If we use deepstream in real system, This question must be answered:
- Since the DeepStream manage the frame pool, how can we customise the batch size(frame number) come from the input module? we really need this function as we analysis video stream with some special batch size, or we need invent another tiny frame pool in customer module.
- How to calculate or evaluate the memory using of PacketCache and FRAME POOL in DeepStream, can it scale in product environment.
- There is only one Flexible Pipeline to do the frame job generated by multiply video stream, Is there a strategy to do the real video overflow control? I mean if the Flexible Pipeline calculate speed is slow than whole real video stream generation, how to handle it, by who?
Could you share more information about the batch size mentioned here?
Is it for deep learning inference or the number of decoded frames?
You can use nvprof to monitor GPU memory
In our sample, we show how to get the information of pipeline performance.
And we don’t contain the implementation of the slow pipeline case you mentioned.

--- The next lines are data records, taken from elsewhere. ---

Issue #297, opened 2021-12-07
Do not fire onChange and show error/ helper message when value is not within the interval set by step size. 


jegasriskantha:
If a step size is set in NumberField that step size is used to specify the interval between legal numbers. Currently if an illegal number is set a hover over message is shown as seen below: 

![image](https://user-images.githubusercontent.com/75164177/145019446-e966a7d1-40ef-48c2-af85-afd7093469a7.png)

It would be ideal if the message showed as an error helper message and did not fire an onChange event

PR #401, opened 2022-06-07
Error when enter incorrect value

evoinea:
Fixes https://github.com/IPG-Automotive-UK/react-ui/issues/297.

Updated NumberField component to error if an incorrect number is set (not a multiple of step).
image

I also have fixed the existing warning regarding the changing of the controlles input to be uncontrolled.
 
image

### DIFF
--- a/src/NumberField/NumberField.js
+++ b/src/NumberField/NumberField.js
@@ -31,8 +31,13 @@ export default function NumberField({
 
   // update the value of the number field
   useEffect(() => {
+    console.log(value);
     setNumber(value);
   }, [value]);
+
+  const roundAccuratley = (number, decimalPlaces) => {
+    Number(Math.round(number + "e" + decimalPlaces) + "e-" + decimalPlaces);
+  };
 
   // validate the number field when, number, min or max changes
   useEffect(() => {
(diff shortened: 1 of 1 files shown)


dmbarry86 (changes requested):
Error with values shown in error message.

dmbarry86:
Should also add some new tests for this new behaviour. Should test that error state and message are correctly shown (maybe use the values I used here as an example) and also other tests that onChange does not get called for invalid value but does for valid value.

src/NumberField/NumberField.js
```diff
@@ -34,19 +34,53 @@ export default function NumberField({
...
     } else if (max !== undefined && number > max) {
+      // value is greater than max
       setValueError(true);
       if (showMinMaxErrorMessage) {
-        setErrorMessage(`Must be less than or equal to ${max}`);
+        setErrorMessage(`Must be less than or equal to ${max}.`);
       }
+    } else if (
+      number !== undefined &&
+      ((number * 100) % (step * 100)) / 100 !== 0
```
dmbarry86, line 65: Why do you need to multiply each term by 100?

dmbarry86 (approved):
Issue with incorrect helper message is fixed now. Works fine.

src/NumberField/NumberField.js
evoinea: To avoid rounding error

PR #402, opened 2022-06-08
Switch button darkmode

nikitharani:
closes https://sce.myjetbrains.com/youtrack/issue/TD-173

A Switch to toggle between dark and light mode.


dmbarry86:
You are not exporting the component from the root index file so it won't be possible for other apps to import it.

src/SwitchMode/ToggleColorMode.test.js
```diff
@@ -0,0 +1,57 @@
...
+    render(<ColorModeWithState mode="dark" />);
+    const button = screen.getByRole("button");
+
+    fireEvent.click(button);
+    expect(screen.getByTestId("Brightness4Icon"));
+
+    fireEvent.click(button);
+    expect(document.querySelector("#sandbox > svg > path"));
+  });
+});
```
dmbarry86, line 57: These tests for value change should connect the onChange callback to a jest function and check the function has been called with the correct value rather than checking correct image is shown.

dmbarry86: Something like this.

```
// setup component
const onChange = jest.fn();
render(<Component onChange={onChange}/>);

// click the button

// check on change has been called
expect(onChange).toHaveBeenCalledWith(blah blah)
```

dmbarry86:
I think an actual switch rather than a button would look better here and is what you typically see.

Here's a few random examples I found on Google image search.

image

image

dmbarry86 (changes requested):
Few bits of feedback.

dmbarry86:
New component works fine. I did a local build and tested it in the toolbar of one of our apps.

dmbarry86 (approved):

We have a deep network which detect the human’s action, it analysis 10 frame for batch, and the video fps is setting to 10. Yes, we analysis every one second. It is for deep learning inference module in DeepStream library.
We want to control the Host and GPU memory usage, not only profile them. We hope the PacketCache and FRAME POOL doesn’t consume too much memory.
Then in you detection sample, how many channel 1080p video max supported with one inference instance?
We can control inference module GPU memory consuming by using inferenceParams.workspaceSize_, what PacketCache and FRAME POOL memory consuming depends, GPU or Host memory?. Let me guess: PacketCache use host memory, and it depends on channel and packet size(average, min, max?). more accurate form: PacketCache Size = size of each one video packet * N packets for each video stream * channel. How about FRAME POOL?
We need to calculate them because we need assemble the hardware and report to the boss: This is the hardware and software configuration(price$) and it got this performance: bla, bla, bla…
For inference module, we have several implementations and can automatically select via the maximal workspace value from users.
For decoder module, the implementation is fixed.
More, decoder use GPU memory.
But if the input stream is located in CPU memory, it also consumes some CPU memory.
Thanks, I got a clue to estimate resource requirements for DeepStream.